Für Haus- und Nutztiere muss immer jemand Verantwortung übernehmen. Wenn sie einfach frei draußen rumlaufen ist das immer - wenigstens etwas - gefährlich, für andere oder für sie selbst. Und wenn ein Schaden passiert, heißt es auch immer, dieser Verantwortung nachzukommen.

Auch für einen Menschen übernehmen immer wieder andere – in einem gewissen Rahmen – Verantwortung: als Kind natürlich, als alter oder kranker Mensch, solange man in Schule oder Ausbildung ist, kein eigenes Geld hat, aber auch wenn man wo angestellt ist oder wenn man Dienstleistungen und Einrichtungen in Anspruch nimmt. Im Schwimmbad ist z.B. auch immer der Bademeister für mich mit verantwortlich, oder mein Bankberater für meine Investitionsentscheidung.

Und dann ist da Jesus Christus, der Verantwortung für alle übernimmt, die an ihn glauben, die ihm folgen wollen. Er übernimmt nicht nur ein bisschen Verantwortung, er lässt die Verantwortung nicht einfach links liegen, wenn es schwierig wird. Jesus Christus übernimmt Verantwortung bis ins Letzte bis zur härtesten Konsequenz, und wenn das bedeutet für die Seinen sein Leben zu Opfern.

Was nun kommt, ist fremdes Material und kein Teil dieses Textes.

PR #6, opened 2018-02-08
Adding Ignore Errors Support

tance77:
I believe this should add the support to ignore certain errors as defined here: https://docs.sentry.io/clients/javascript/config/

### DIFF
--- a/src/options.ts
+++ b/src/options.ts
@@ -10,6 +10,7 @@ export interface IElectronSentryOptions {
   companyName?: string;
   environment?: string;
   tags?: any;
+  ignoreErrors?: any;
 }
 
 export const defaults: IElectronSentryOptions = {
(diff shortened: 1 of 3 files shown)


src/options.ts
```diff
@@ -10,6 +10,7 @@ export interface IElectronSentryOptions {
   companyName?: string;
   environment?: string;
   tags?: any;
+  ignoreErrors?: any;
```
timfish: I think to allow only string and regex input the types need to be:

```
ignoreErrors?: (string | RegEx)[];
```

timfish:
I'm away from my desk for a while so will not be able to properly check this for a while!

tance77:
I went ahead and made those changes. I have no idea how to use typescript so I was just winging it and using your code as an example.

timfish:
This will be possible with the @sentry/core API changes. Docs and release to come.

Issue #1, opened 2018-02-06
Extra Context


tance77:
Is it possible to set  [Extra context.](https://docs.sentry.io/learn/context/) If it is possible can you show an example?

timfish:
I don't think this is currently possible without calling into `raven-js` and `raven-node` yourself.

This will be fixed by #2

Issue #2, opened 2018-02-07
Follow Sentry SKD guidelines


timfish:
Once Sentry publish the repositories for [@sentry/core](https://www.npmjs.com/package/@sentry/core) and [@sentry/browser](https://www.npmjs.com/package/@sentry/browser) I plan to refactor to use these and copy their API's. 

This would bring this package in line with the Sentry SDK guidelines which aren't currently being followed...

PR #7, opened 2018-02-23
ref: Migrate to Sentry SDK Core

jan-auer:
This PR uses pre-release versions the new `@sentry/core`, `@sentry/node` and `@sentry/browser` SDKs in place of the Raven* client libraries. Besides that, this PR brings the code base in line with the other SDK previews and updates the linter configuration.

One major change is the way this sends events now. It no longer uses the Electron `CrashReporter` to upload minidumps but submits them manually. This allows us to persist Breadcrumbs and Context information beyond application crashes and attach them directly to native crash reports.

I've checked in a small example to test all sorts of crash events. A test suite, more advanced features and a more stable uploader are following in future PRs.


jan-auer:
Forgot to update the readme, but we can do that afterwards. There is some description in the comment on the `SentryElectron` class. 

Also please note that the SDK namespaces are still not final. I think the naming of some of the classes is a bit odd in some cases, so we might consider to change that before pushing out a new release.

package.json
```diff
@@ -1,28 +1,40 @@
 {
-  "name": "electron-sentry",
-  "description": "JavaScript and native crash reporting from Electron to Sentry",
-  "version": "1.1.2",
```
timfish: This will need to be greater than the last to publish to npm. 

As the entire API has changed v2 would be preferable!

package.json
```diff
@@ -1,28 +1,40 @@
...
+  "name": "@sentry/electron",
+  "description": "Offical Sentry SDK for Electron",
+  "version": "0.1.0",
```
timfish: This will need to be greater than the last to publish to npm.

As the entire API has changed v2 would be preferable!

timfish:
Closes #1, #2

package.json
timfish: Or do you guys want to just publish to `@sentry/electron`?

jan-auer: That would be the idea. We could experiment a little more with the API before making it stable then

src/lib/electron.ts
```diff
@@ -0,0 +1,501 @@
...
+  }
+
+  /** Returns whether JS is enabled and we are in a renderer process. */
+  private isRenderEnabled(): boolean {
+    return this.isRenderProcess() && this.options.enableJavaScript !== false;
+  }
+
+  /** Returns whether native reports are enabled. */
+  private isNativeEnabled(): boolean {
+    // On macOS, we should only start the Electron CrashReporter in the main
```
timfish: The electron docs seem to contradict this:

>Note: On macOS, Electron uses a new crashpad client for crash collection and reporting. If you want to enable crash reporting, initializing crashpad from the main process using crashReporter.start is required regardless of which process you want to collect crashes from. Once initialized this way, the crashpad handler collects crashes from all processes.

timfish: Or is that simply so the crashes are sent to the server?

jan-auer: Crashpad spawns a new process and attaches to the Electron processes to watch them (required since macOS Mavericks). This is why it should only be necessary to start the crash reporter in the main process. It seems that this is also what the Electron docs try to express. 
On Windows and Linux, Electron still uses Breakpad. In that case, it should be necessary to start the CrashReporter in every process. 
So far, I have only tested thoroughly on macOS.

timfish:
Thanks @jan-auer and @HazAT, this is looking great!

For tests I intended to add [Spectron](https://electronjs.org/spectron) e2e tests and have them run in CI for all three platforms. They would spawn up local server to submit to, [much like the Electron tests](https://github.com/electron/electron/blob/master/spec/api-crash-reporter-spec.js) do. I've got Spectron tests working in CI for a couple of Electron apps.

HazAT:
@timfish Yeah that was also our idea, we already discussed it but wanted to merge this first, test setup was the next step.
As you said we thought about adding mocha with spectron, ideally the tests should have the same "style" as the one in our core/browser package.

https://github.com/getsentry/raven-js/blob/4.0.0-wip/packages/browser/test/index.test.ts

src/lib/store.ts
```diff
@@ -0,0 +1,78 @@
...
+
+  /**
+   * Creates a new store.
+   *
+   * @param filename A unique filename to store this data.
+   * @param initial An initial value to initialize data with.
+   */
+  constructor(filename: string, private initial?: T) {
+    if (!existsSync(BASE_PATH)) {
+      mkdirSync(BASE_PATH);
```
timfish: This causes an exception if its the first time the app has been run as the base `AppData` directory does not exist.

HazAT:
@timfish Also do you mind transferring the repo to our org (@getsentry) we'll add you as an admin but then our team could start to contribute easier.
We also want to rename it to `sentry-electron` to be consistent with other SDK repos.

src/lib/store.ts
timfish: `AppData` is not created until `makeSingleInstance` is called or you create `BrowserWindows` and a few other assorted APIs.

HazAT: Would this be solved when we lazy create the folder?

timfish:
Tried to transfer ownership but got:
```
You don’t have the permission to create repositories on getsentry
```

HazAT:
@timfish OK, can you add me as an admin, I will do it.

src/lib/store.ts
timfish: Somebody could write an Electron app where they don't hit any points that create the `AppData` directory. One example I can think of is an app which starts in the tray and doesn't create any windows immediately. It's safe to check if `AppData` exists and create it if not.

It'll be worth noting in the docs that if you change the location of `AppData`, this needs to be done before starting Sentry. On Windows it common to change it to `%LOCALAPPDATA%\AppName` so you don't fill up roaming profiles.

src/lib/electron.ts
```diff
@@ -0,0 +1,501 @@
...
+    );
+  }
+
+  /** Activates the Electron CrashReporter. */
+  private async installNativeHandler(): Promise<boolean> {
+    // We will manually submit errors, but CrashReporter requires a submitURL in
+    // some versions. Also, provide a productName and companyName, which we will
+    // add manually to the event's context during submission.
+    crashReporter.start({
+      productName: app.getName(),
```
timfish: This fails in the renderer, it should be `(app || remote.app)`

HazAT:
@timfish I've changed it so we create the AppData folder if it does not exist, should we merge this now and create the next PR for the test setup?

timfish:
Yeah, go for it.

PR #11, opened 2018-02-24
feat: Normalise paths

### LINKED ISSUE #9: URLs should be normalised to remove full path
Like [previously](https://github.com/getsentry/sentry-electron/blob/31312ce0ef91aaed2c8e03e154e9aee8bbdd1c05/src/electron-sentry.ts#L276), URLs need normalising to the app base so Sentry can group them correctly.

The previous regex only catered for apps packaged in asar.

timfish:
Closes #9

### DIFF
--- a/src/lib/electron.ts
+++ b/src/lib/electron.ts
@@ -513,8 +513,7 @@ export class SentryElectron implements Adapter {
     }
 
     if (event.request && event.request.url) {
-      event.request.url =
-        this.normalizeUrl(event.request.url);
+      event.request.url = this.normalizeUrl(event.request.url);
     }
 
     const stacktrace =
--- a/src/lib/electron.ts
+++ b/src/lib/electron.ts
@@ -211,6 +211,11 @@ export class SentryElectron implements Adapter {
    */
   public async captureBreadcrumb(breadcrumb: Breadcrumb): Promise<Breadcrumb> {
     if (this.isRenderProcess()) {
+      if (breadcrumb.category && breadcrumb.category === 'navigation') {
+        breadcrumb.data.from = this.normalizeUrl(breadcrumb.data.from);
+        breadcrumb.data.to = this.normalizeUrl(breadcrumb.data.to);
+      }
+
       ipcRenderer.send(IPC_CRUMB, breadcrumb);
       return breadcrumb;
     }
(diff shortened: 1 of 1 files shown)


src/lib/electron.ts
```diff
@@ -498,4 +500,44 @@ export class SentryElectron implements Adapter {
...
+      event.culprit = this.normalizeUrl(event.culprit, appPath);
+    }
+
+    if (event.request && event.request.url) {
+      event.request.url =
+        this.normalizeUrl(event.request.url.replace('file:///', ''), appPath.replace(/\\/g, '/'));
+    }
+
+    const stacktrace =
+      event.stacktrace
```
timfish: Is `event.stacktrace` to find the stacktrace in older browsers? Is this even required in Electron?

src/lib/electron.ts
```diff
@@ -498,4 +500,44 @@ export class SentryElectron implements Adapter {
...
   }
+
+  private normalizeEvent(event: any) {
+    const appPath = app.getAppPath();
+
+    if (event.culprit) {
+      event.culprit = this.normalizeUrl(event.culprit, appPath);
+    }
+
+    if (event.request && event.request.url) {
```
timfish: Is `event.request.url` normalisation required to properly fingerprint in Sentry?

HazAT: If there is a stacktrace, the the frames of it will be used for the fingerprint, so I would keep it like this.

HazAT:
BTW
Feel free to clone this repo and create PRs directly here. In case we want to add commits to your branch.

HazAT:
https://forum.sentry.io/t/replacing-culprits-with-transaction-names/105
`culprit` is called transaction now

timfish:
@HazAT This option is ticked by default so you should still be able to add commits to my branch: 

image

timfish:
It looks like both `@sentry/node` and `@sentry/browser` are calling `send()` with events containing `culprit` so it needs fixing in both of those and then here?

timfish:
This is going to require more work. This current normalising works on the example app but fails on a couple of production apps I've tested. 

I think this difference is loading JavaScript source through `require` (ie. nodejs) and through HTTP requests. 

When I run the example app and trigger a JavaScript exception in the renderer process I get:
```
culprit: 'C:\\Users\\tim\\Documents\\Repos\\sentry-electron\\example\\renderer.js'
```
When I do the same in a customers app in dev mode I get:
```
culprit: 'file:///C:/Users/tim/Documents/Repos/PicoLog6/dist/layout/dev-menu.js',
```

timfish:
@HazAT are you happy with this as it is for now?

We just need to remember to include tests that throw exceptions in resources loaded via both `require` and `file://` as the paths vary.

PR #12, opened 2018-02-24
feat: Add option to clear breadcrumbs from previous sessions

### LINKED ISSUE #10: Persisted breadcrumbs should be cleared when app starts
Breadcrumbs are persisted to disk so that they are available on next run in case of native crash in main process. 

Currently, all events posted to Sentry contain breadcrumbs from multiple previous app sessions.

timfish:
Fixes #10 

Should the context get cleared too?

### DIFF
--- a/src/lib/electron.ts
+++ b/src/lib/electron.ts
@@ -375,7 +375,7 @@ export class SentryElectron implements Adapter {
       release: this.options.release,
       environment: this.options.environment,
       sdk: { name: SDK_NAME, version: SDK_VERSION },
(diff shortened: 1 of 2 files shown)


timfish:
Yep, that makes sense. 

I will make the clearing optional but shall I leave `Array.from(this.breadcrumbs.get())` there? At startup `sendNativeCrashes` is not awaited on so if developers decide to clear breadcrumbs at startup they might clear them before the main process native crash is sent.

One thing I noticed was that its not entirely clear when each session starts and ends so we might have to add `app.on('quit', ...` and flush the stores.

PR #19, opened 2018-02-26
feat: Add tests with spectron

HazAT:


.travis.yml
```diff
@@ -20,3 +26,11 @@ matrix:
     - env: NAME="lint"
       script:
         - yarn lint
+    - env: NAME="test"
+      install:
+        - export DISPLAY=':99.0'
+        - sh -e /etc/init.d/xvfb start
+        - sleep 3
```
timfish: There's the `xvfb-maybe` module which can make this simpler.

You can exclude all the above and then:
```
  "test": "xvfb-maybe mocha ./dist/test"
```
And then it will sort out xvfb if its ever required

HazAT: thx :)

HazAT:
I merged this, even though the e2e tests actually don't really test something useful yet.

PR #20, opened 2018-02-26
fix: Remove electron peerDependency

### LINKED ISSUE #17: Electron should not be in peerDependencies
When creating an electron project, electron it is added to `devDependencies`. This is because the module it's only used when running in development or packaging a production app using `electron-builder` or `electron-packager`.

Including electron in `peerDependencies` means the `electron-builder` or `electron-packager` package electron as a dependency in `node_modules` which means the electron binaries get included twice. 😃

timfish:
Closes #17

### DIFF
--- a/package.json
+++ b/package.json
@@ -23,9 +23,6 @@
     "node-fetch": "^2.0.0",
     "util.promisify": "^1.0.0"
   },
-  "peerDependencies": {
-    "electron": "*"
-  },
   "devDependencies": {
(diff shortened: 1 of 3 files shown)


timfish:
```
ERROR: src/lib/electron.ts[22, 8]: Module 'electron' is not listed as dependency in package.json
ERROR: src/lib/store.ts[4, 29]: Module 'electron' is not listed as dependency in package.json
```

Issue #16, opened 2018-02-26
Offline/Retry 


HazAT:
We should locally cache events if the user has no internet connection.
Also if the server replies with 429.
See https://github.com/getsentry/sentry-cocoa for details

PR #25, opened 2018-02-28
feat: Offline/Retry support for minidumps

kamilogorek:
Ref: https://github.com/getsentry/sentry-electron/issues/16

Heavy work in progress


src/lib/uploader.ts
```diff
@@ -94,6 +99,13 @@ export default class MinidumpUploader {
         // We either succeeded or something went horribly wrong
         // Either way, we can remove the minidump file
         await unlink(request.path);
+
+        // Also remove it from queued minidumps
+        const storedRequests = this.queue.get();
+        storedRequests.splice(storedRequests.indexOf(request), 1);
```
kamilogorek: This will blow up if the event is somehow not found in the queue. It'll do `splice(-1, 1)`, which removes last element.

I'd go with
```js
this.queue.set((storedRequests) => storedRequests.filter(storedRequest => storedRequest !== request));
```

src/lib/uploader.ts
```diff
@@ -135,6 +147,18 @@ export default class MinidumpUploader {
     });
   }
 
+  /**
+   * Flushes locally cached minidumps from the queue.
+   */
+  public async flushQueuedMinidumps(): Promise<void> {
+    const storedRequests = this.queue.get();
+    if (storedRequests.length) {
```
kamilogorek: Queue will always be an array, so there's no need to check if there's anything. It'll noop for empty list.

HazAT:
@kamilogorek @timfish Can we merge this so we can add tests in a later PR?
There is more in this PR than only minidump retry (code reformating/linting)

kamilogorek:
Done.

timfish:
The Travis tests never ran and I checked their service status and it said
something about emergency maintenance.

PR #34, opened 2018-03-12
ref: Update to latest sentry/core version

jan-auer:
- [x] Update TS and TSLint configurations
- [x] Fix errors in utils and `MinidumpUploader`
- [x] Implement `ElectronBackend`
- [x] Implement `ElectronFrontend` and `SentryClient`
- [x] Update and fix tests
- [x] Move generic utils to `@sentry/utils` (`filterAsync` and `clone`)
- [x] Update the readme


src/lib/backend.ts
```diff
@@ -0,0 +1,457 @@
...
+    await this.frontend.setOptions({
+      onFatalError: async (error: Error) => {
+        console.error('*********************************');
+        console.error('* SentryElectron unhandledError *');
+        console.error('*********************************');
+        console.error(error);
+        console.error('---------------------------------');
+        await this.frontend.captureException(error);
+      },
+      ...this.frontend.getOptions(),
```
jan-auer: I think we can remove this thanks to https://github.com/getsentry/raven-js/blob/4.0.0-wip/packages/core/src/lib/base.ts#L198

PR #35, opened 2018-03-13
fix: Stop using Spectron to run e2e tests

timfish:
- [x] Removed e2e stuff from example app
- [x] Added test app and fixtures
- [x] Simplified the test context
- [x] Fix Linux tests


timfish:
```
    ✓ Native crash in renderer process (10703ms)
```
It takes about 5s on my Mac still too. My guess is that the renderer `crashed` event is slow on Mac?

PR #43, opened 2018-03-16
feat: Test paths with spaces

timfish:
- Move fixtures inside app basepath so paths get normalised
- Add checks for normalised paths
- Add a failing test for path with spaces


test/e2e/test-app/fixtures/javascript main with spaces.js
```diff
@@ -0,0 +1,3 @@
+if (process.type === 'browser') {
+  throw new Error('Error triggered in renderer process');
```
jan-auer: `process.type === 'browser'` indicates the main process.

timfish: Yeah crazy isn't it. I think the decision was made early on and now they can't change it.

timfish: But yeah, the error text are wrong...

Es ist kein leeres Versprechen Jesu, als er sagt, er sei der gute Hirte und er würde sein Leben für die Schafe hingeben. Er tut es am Kreuz. Er opfert sich für die Schafe. Er rettet und erlöst dadurch alle Schafe, egal aus welchem Stall, egal woher sie kommen.

Jesus Christus trägt alle Konsequenzen für die Seinen, auch diejenigen dafür, dass sie Mist gebaut haben, wie ein guter Hirte, wenn seine Schafe ausbüxen und vor ein Auto laufen würden. Jesu Konsequenzen sind bitter, er trägt die Schuld der Menschen als er das Kreuz trägt, aber er tut es aus Liebe, um die Menschen zu retten.

Das ist doch eigentlich ganz angenehm, wenn jemand anderes die Verantwortung für mich und mein Handeln hat, vor allem, wenn leicht etwas schief gehen kann. Ich kann mich vertrauensvoll zurücklehnen und brauche mir keine Sorgen zu machen.
Aber brauche ich mich dann eigentlich noch anstrengen? Mich noch an Regeln halten? Habe ich nicht Narrenfreiheit, wie so ein Schaf? Das kann ja letztlich auch nichts dafür, wenn es vor das Auto läuft? Es ist doch nicht meine Verantwortung...

Aber andererseits kann ich ja als Mensch doch ein bisschen mehr als so ein Schaf, vor allem mehr selbst denken.

Dass Jesus, dass Gott letztlich die Verantwortung für mein Leben hat, kann meine Angst und meine Sorgen kleiner machen. Es gibt am Ende eine Hand die mich hält.
Aber es ist kein Freifahrtsschein, nichts mehr im Leben verantwortungsbewusst anzugehen. Nur weil jemand Verantwortung für mich hat, werden ja nicht die Gesetze der Welt ausgehebelt. Manche Konsequenzen lassen sich nicht einfach mit Verantwortung ausbügeln, vor allem nicht die für Dritte.
Das gilt ja auch bei den Schafen: das Schaf vor dem Auto ist tot, auch wenn der Hirte die Autoreperatur zahlen muss – und nicht das Schaf. Und der Autofahrer hat sicher auch einen Schock, ist vielleicht sogar verletzt.

Und ich kann mir - anders als das Schaf - schon vorher Gedanken machen, auch darüber was es für meinen Hirten bedeutet, wenn er Konsequenzen tragen muss. (Und vielleicht auch für andere um mich herum?)
Ein richtig guter Hirte könnte natürlich vor das Auto springen, das Schaf retten und selbst dabei verletzt werden oder sterben. (Was nichts am Schaden des Autofahrers ändert).
Aber will ich als (gutes) Schaf meinem Hirten, den ich doch eigentlich mag, solche Konsequenzen zumuten? Will ich ihn verletzten, nur weil er wieder auf(er)stehen kann?